What Julia doesn’t realize is that Judy has a roommate named He-Man. This guy is sort of the missing link between us and Sasquatch. They refer to him as Welsh, but I don’t know what a Welsh is. Anyway, he’s sloppy, rude, gross, and stupid. However, if you saw Notting Hill and laughed at all, it’s his fault. Judy asks him, “Did you call the press, He-Man?” He-Man responds smiling, “Fock yeahs Ah did! They paid I a pound, n I butt us sum fish’n chips! Yeah Mate?
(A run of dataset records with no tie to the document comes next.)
PR #9945, opened 2026-02-26
Fixing incorrectly excluded paths

### LINKED ISSUE #9116: [Bug]: `include` option ignores folders
### Operating System

Windows 11

### Ruby Version

ruby 3.0.3p157 (2021-11-24 revision 3fb7d2cadc) [x64-mingw32]

### Jekyll Version

jekyll 4.2.2

### GitHub Pages Version

_No response_

### Expected Behavior

Given this source folder:

```
excluded/
    included/
      this-file-should-be-included
_config.yml
```

with this  `_config.yml`:

```yaml
exclude:
  - excluded

include:
  - excluded/included
```

When running `bundle exec jekyll build`, I expect the following output:

```
_site/
  excluded/
    included/
      this-file-should-be-included
```

### Current Behavior

The current implementation produces an empty `_site` folder.

Note that if the `include` option points to the file explicitly, the file is included as expected

### Relevant log output

_No response_

### Steps to reproduce issue

- Clone [jekyll-config-include-folder-repro](https://github.com/bblanchon/jekyll-config-include-folder-repro)
- Install site dependencies
- Run `bundle exec jekyll build`

seroperson:
This is a 🐛 bug fix.

## Summary

Fixes cases when `exclude` excludes directories which are declared in `include`:

```
exclude:
  - private
include:
  - private/assets/images
```

Now output directory will contain `private/assets/images`.

## Context

Closes #9116

### DIFF
--- a/lib/jekyll/entry_filter.rb
+++ b/lib/jekyll/entry_filter.rb
@@ -52,7 +52,7 @@ module Jekyll
     end
 
     def included?(entry)
-      glob_include?(site.include, entry) ||
+      glob_include?(site.include, relative_to_source(entry)) ||
         glob_include?(site.include, File.basename(entry))
     end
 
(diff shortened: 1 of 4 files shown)


afurm:
The `glob_include?(site.include, entry)` → `glob_include?(site.include, relative_to_source(entry))` change in `included?` looks correct, but there's a subtle interaction: `relative_to_source(entry)` is also called inside `excluded?` — if `entry` is already a relative path, calling `relative_to_source` again on it could produce an incorrect path (e.g., `foo/../bar` vs `bar`). Has this been tested with entries that already have partial source-relative paths?

seroperson:
> The `glob_include?(site.include, entry)` → `glob_include?(site.include, relative_to_source(entry))` change in `included?` looks correct, but there's a subtle interaction: `relative_to_source(entry)` is also called inside `excluded?` — if `entry` is already a relative path, calling `relative_to_source` again on it could produce an incorrect path (e.g., `foo/../bar` vs `bar`). Has this been tested with entries that already have partial source-relative paths?

I've added a specific test for that

PR #9947, opened 2026-02-27
keep_files option now supports globs

### LINKED ISSUE #9804: feat: Add support for globs in the keep_files option
## Summary

It would be great if users could use globs in the "keep_files" configuration option.

## Motivation

As of now the user needs to know and explicitly list every single file to be preserved. This is verbose and inflexible, e.g. they can't keep all files with the given extension or a prefix.

## Guide-level explanation

Copying this snippet from the "include" configuration option docs and adding it to the "keep_files" docs  will suffice:

> This configuration option supports Ruby's File.fnmatch filename globbing patterns to match multiple entries to include, refer the exclude configuration option for more information. 

Copy the implementation of either "include" or "exclude".

## Drawbacks

It may break backward compatibility in edge cases where an existing configuration lists files that include glob special characters.

## Unresolved Questions

What is life?

seroperson:

## Summary

`keep_files` option now supports globs to get in line with `include` and `exclude`.

## Context

Closes #9804


seroperson:
@mattr- @ashmaroli Hello! Sorry for ping, guys, but would you mind reviewing this? I would not like this to become a stale PR for months ..

mattr-:
The CI builds need investigation/fixing. The spell check build failures can be ignored.

seroperson:
> The CI builds need investigation/fixing. The spell check build failures can be ignored.

Seems like this error also exist in `master`. Yea, I'll fix it here then, and rebase my other PR after this got merged.

seroperson:
Yea, well, seems like minitest 6.x handles plugins in some new way, so they should be registered manually. I reverted back the `--profile` option and manually register this plugin if such API is available.

They're still failing, probably something else got broken since last green build. I'll check this in a few hours.

seroperson:
@mattr- should be good now.

- `--profile` now works for both ruby `2.x` and `3.x`.
- `export TZ=UTC` instead `TZ=UTC` because old variant doesn't propagate into child processes.
- Use `assert_nil` if comparing with `nil`, for some reason using `assert_equal` with `nil` doesn't work in ruby `3.x`.
- Manually excluded `test_coffeescript.rb` test, as `jekyll-coffeescript` produces a little bit different output under ruby `3.x`. This plugin is 5+ years old and probably should be updated. At the end feels like this test fits better in the `jekyll-coffeescript`'s repo.
- Added spelling exclusion.

seroperson:
Well, it was challenging to debug, but flaky `test_site.rb:81` didn't see a cache dir because `@disk_cache_enabled` in `cache.rb` sometimes stuck in `false` state. Whether it fail or not depends on test execution order.

seroperson:
@mattr- Sorry for another ping, but would you mind reviewing this one more time?

seroperson:
@mattr- Friendly reminder =)

mattr-:
@seroperson This is in my review queue and when I'm ready, I'll give it another look. Working to knock some other stuff out first.

PR #9951, opened 2026-03-16
fix: [Docs]: Liquid 4 docs hard to find / Liquid version is unclear

### LINKED ISSUE #9948: [Docs]: Liquid 4 docs hard to find / Liquid version is unclear
## Motivation

The [official Liquid documentation](https://shopify.github.io/liquid/)  (as linked in Jekyll's doc) refers to its version 5.0. However Jekyll uses Liquid 4.0. It makes it hard to understand what is valid or not (e.g Liquid 5 says "The include tag is deprecated, use render").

Rock on!”
Judy grieves for another year, and the people Notting Hill start getting sick of his floppy-haired mopey bullshit. He notes this and comes to resolve that he will never love again. This is actually a very healthy thing for him. It wipes the slate clean of Julia Roberts, and allows him to get on with this Notting Living. But right then, she shows up again to ruin his life. “I want you back,” she says. “I know I’m more awesome than you cause I’m a movie star, but deep down I’m just a girl, standing in front of a boy, asking him to love her.”
Judy stand up for himself, “You’re just a bit too mean, and you come and go, and when you leave I have to see your picture everywhere. I think I’d like to save myself future heartbreak.” Then he slaps his forehead, “Oh, what am I talking about? Let’s get married!”
They have a big Notting Wedding, but when she’s supposed to walk down the isle, she runs away instead. They try to marry four more times, but she’s always running away at the last second, like some kind of Runaway Bride. Then she leaves Judy and tries to find the love of her life by having sex with men for money, like some kind of Pretty Woman. Then she dies, like some kind of Flatliner.